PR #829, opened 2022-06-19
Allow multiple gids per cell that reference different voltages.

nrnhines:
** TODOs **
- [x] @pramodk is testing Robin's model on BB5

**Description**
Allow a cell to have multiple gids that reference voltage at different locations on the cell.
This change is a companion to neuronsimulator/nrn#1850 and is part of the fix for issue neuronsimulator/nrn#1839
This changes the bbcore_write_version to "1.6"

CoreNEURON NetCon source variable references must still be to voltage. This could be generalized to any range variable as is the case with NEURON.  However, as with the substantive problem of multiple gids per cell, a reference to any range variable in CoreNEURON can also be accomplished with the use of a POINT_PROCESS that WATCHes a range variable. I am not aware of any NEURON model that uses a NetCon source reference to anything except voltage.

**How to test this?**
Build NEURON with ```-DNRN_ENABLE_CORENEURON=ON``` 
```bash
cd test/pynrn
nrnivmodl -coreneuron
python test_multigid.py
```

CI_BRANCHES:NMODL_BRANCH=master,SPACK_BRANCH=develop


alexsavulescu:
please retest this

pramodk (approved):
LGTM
...
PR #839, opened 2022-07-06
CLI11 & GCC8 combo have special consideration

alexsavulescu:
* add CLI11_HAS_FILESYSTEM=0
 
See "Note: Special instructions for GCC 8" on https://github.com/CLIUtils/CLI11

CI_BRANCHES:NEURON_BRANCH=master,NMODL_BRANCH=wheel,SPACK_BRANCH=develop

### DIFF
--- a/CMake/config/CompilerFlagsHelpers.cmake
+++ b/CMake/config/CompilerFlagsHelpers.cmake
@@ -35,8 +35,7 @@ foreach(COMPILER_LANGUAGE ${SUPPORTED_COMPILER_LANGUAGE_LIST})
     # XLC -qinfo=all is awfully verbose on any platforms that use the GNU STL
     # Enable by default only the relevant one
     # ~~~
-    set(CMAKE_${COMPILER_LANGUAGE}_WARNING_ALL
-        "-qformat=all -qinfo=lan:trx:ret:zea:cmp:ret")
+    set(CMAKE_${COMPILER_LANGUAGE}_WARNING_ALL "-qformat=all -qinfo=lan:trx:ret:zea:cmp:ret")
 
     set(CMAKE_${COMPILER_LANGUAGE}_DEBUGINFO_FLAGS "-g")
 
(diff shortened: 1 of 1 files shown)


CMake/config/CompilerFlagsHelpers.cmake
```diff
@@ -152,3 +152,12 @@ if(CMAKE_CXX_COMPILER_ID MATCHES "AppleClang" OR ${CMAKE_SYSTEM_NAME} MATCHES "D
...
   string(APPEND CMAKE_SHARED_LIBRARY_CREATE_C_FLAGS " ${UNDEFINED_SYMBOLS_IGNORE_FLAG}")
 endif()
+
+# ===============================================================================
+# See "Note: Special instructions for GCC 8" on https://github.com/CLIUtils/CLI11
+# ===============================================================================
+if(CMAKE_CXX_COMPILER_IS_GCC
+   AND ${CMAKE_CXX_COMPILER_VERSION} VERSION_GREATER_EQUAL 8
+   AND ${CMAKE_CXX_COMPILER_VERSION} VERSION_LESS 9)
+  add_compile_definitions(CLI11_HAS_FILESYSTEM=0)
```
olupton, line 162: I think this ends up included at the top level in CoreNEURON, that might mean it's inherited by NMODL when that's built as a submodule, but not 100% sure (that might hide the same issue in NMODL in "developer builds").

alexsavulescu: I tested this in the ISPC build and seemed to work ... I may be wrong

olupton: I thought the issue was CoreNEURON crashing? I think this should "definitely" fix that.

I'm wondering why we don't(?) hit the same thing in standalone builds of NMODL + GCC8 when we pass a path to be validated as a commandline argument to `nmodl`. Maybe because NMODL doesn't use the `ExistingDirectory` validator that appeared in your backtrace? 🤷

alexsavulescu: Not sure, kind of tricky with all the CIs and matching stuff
--
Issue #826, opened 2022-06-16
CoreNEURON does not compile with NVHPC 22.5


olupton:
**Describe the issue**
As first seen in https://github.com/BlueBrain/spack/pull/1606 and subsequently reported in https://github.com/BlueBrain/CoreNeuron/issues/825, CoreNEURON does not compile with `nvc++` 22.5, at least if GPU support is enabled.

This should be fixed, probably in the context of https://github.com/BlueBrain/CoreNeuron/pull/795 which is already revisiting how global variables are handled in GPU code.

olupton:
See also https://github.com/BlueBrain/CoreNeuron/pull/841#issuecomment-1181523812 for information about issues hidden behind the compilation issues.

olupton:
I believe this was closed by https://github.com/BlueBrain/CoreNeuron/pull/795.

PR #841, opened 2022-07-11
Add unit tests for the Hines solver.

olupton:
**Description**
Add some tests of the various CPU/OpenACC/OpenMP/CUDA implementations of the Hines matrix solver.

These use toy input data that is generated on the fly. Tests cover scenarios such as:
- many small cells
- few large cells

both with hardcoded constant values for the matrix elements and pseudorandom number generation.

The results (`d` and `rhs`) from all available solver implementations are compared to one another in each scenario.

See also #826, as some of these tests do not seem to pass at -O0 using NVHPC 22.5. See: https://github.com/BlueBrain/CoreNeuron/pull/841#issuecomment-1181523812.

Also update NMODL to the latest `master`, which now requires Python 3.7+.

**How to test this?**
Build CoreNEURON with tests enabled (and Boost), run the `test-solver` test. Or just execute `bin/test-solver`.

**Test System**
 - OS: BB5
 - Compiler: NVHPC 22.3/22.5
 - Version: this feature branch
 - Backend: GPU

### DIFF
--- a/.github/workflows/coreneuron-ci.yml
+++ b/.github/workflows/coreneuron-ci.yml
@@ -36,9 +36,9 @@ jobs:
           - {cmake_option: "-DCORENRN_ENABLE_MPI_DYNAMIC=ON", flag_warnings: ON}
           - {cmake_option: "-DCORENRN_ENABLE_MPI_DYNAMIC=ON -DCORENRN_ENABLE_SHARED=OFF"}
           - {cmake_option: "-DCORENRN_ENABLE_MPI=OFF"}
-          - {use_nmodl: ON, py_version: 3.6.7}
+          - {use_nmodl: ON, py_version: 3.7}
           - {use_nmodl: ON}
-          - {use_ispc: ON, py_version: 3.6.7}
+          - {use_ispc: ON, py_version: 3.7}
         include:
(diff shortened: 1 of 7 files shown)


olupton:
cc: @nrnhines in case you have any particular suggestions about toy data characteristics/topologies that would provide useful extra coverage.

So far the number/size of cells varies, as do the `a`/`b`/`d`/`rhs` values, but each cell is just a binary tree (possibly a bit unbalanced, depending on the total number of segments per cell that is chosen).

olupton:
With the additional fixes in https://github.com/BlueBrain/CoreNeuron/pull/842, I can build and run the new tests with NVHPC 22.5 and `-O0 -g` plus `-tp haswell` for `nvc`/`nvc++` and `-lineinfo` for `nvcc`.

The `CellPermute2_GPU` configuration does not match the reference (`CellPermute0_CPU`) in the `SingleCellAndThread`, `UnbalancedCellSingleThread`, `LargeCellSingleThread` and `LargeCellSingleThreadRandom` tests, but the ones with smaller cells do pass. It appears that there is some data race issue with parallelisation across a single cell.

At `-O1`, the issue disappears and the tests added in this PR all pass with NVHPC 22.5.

* **WHAT THIS TASK INVOLVES**: Copy every line from the records above that contains the string "just".

* **RESPONSE AREA**:
Build CoreNEURON with tests enabled (and Boost), run the `test-solver` test. Or just execute `bin/test-solver`.
So far the number/size of cells varies, as do the `a`/`b`/`d`/`rhs` values, but each cell is just a binary tree (possibly a bit unbalanced, depending on the total number of segments per cell that is chosen).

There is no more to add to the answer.